PAREXEL International Corp (Nasdaq: PRXL), a Massachusetts-based biopharmaceutical services provider with a major hub in Durham, has launched a mobile app intended to spot and reduce human errors in clinical trials.
The app is designed to enhance clinical trial supply management processes, increase patient safety, and improve the chain of custody record for clinical supplies.
Using built-in barcode scanning capabilities, clinical trial site staff, including principal investigators (PIs), study nurses, and clinical research associates (CRAs), can utilize the app to streamline common clinical trial responsibilities. Tasks including confirming correct treatment allocation, dispensing to patients, and processing of medicinal product returns can now be managed more efficiently, reducing time and human errors.
“Clinical trials management is often hampered by administrative supply-related tasks at site locations. Simplifying systems and processes and removing manual data entry can save staff time and increase patient safety,” said Ken Faulkner, corporate vice president, PAREXEL Informatics.

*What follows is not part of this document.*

PR #424, opened 2025-11-11
Andela GenAI Bootcamp Week 6 Exercise - Chimwemwe

kachaje:
What's unique about my solution is that it uses a local web search tool and local tracing. It also uses a local LLM using Ollama and llama3.2. Attached are sample screenshots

“Our mobile app is the latest extension of the ClinPhone RTSM service, further demonstrating our commitment to simplifying the drug development journey through the innovative application of social, mobile, analytic, and cloud technologies.”
PAREXEL’s ClinPhone service has been deployed on over 3,700 studies and more than 2.5 million patients, with the largest of those studies randomizing and supplying more than 60,000 patients. The ClinPhone RTSM mobile app is available worldwide for use on Android and iOS platforms.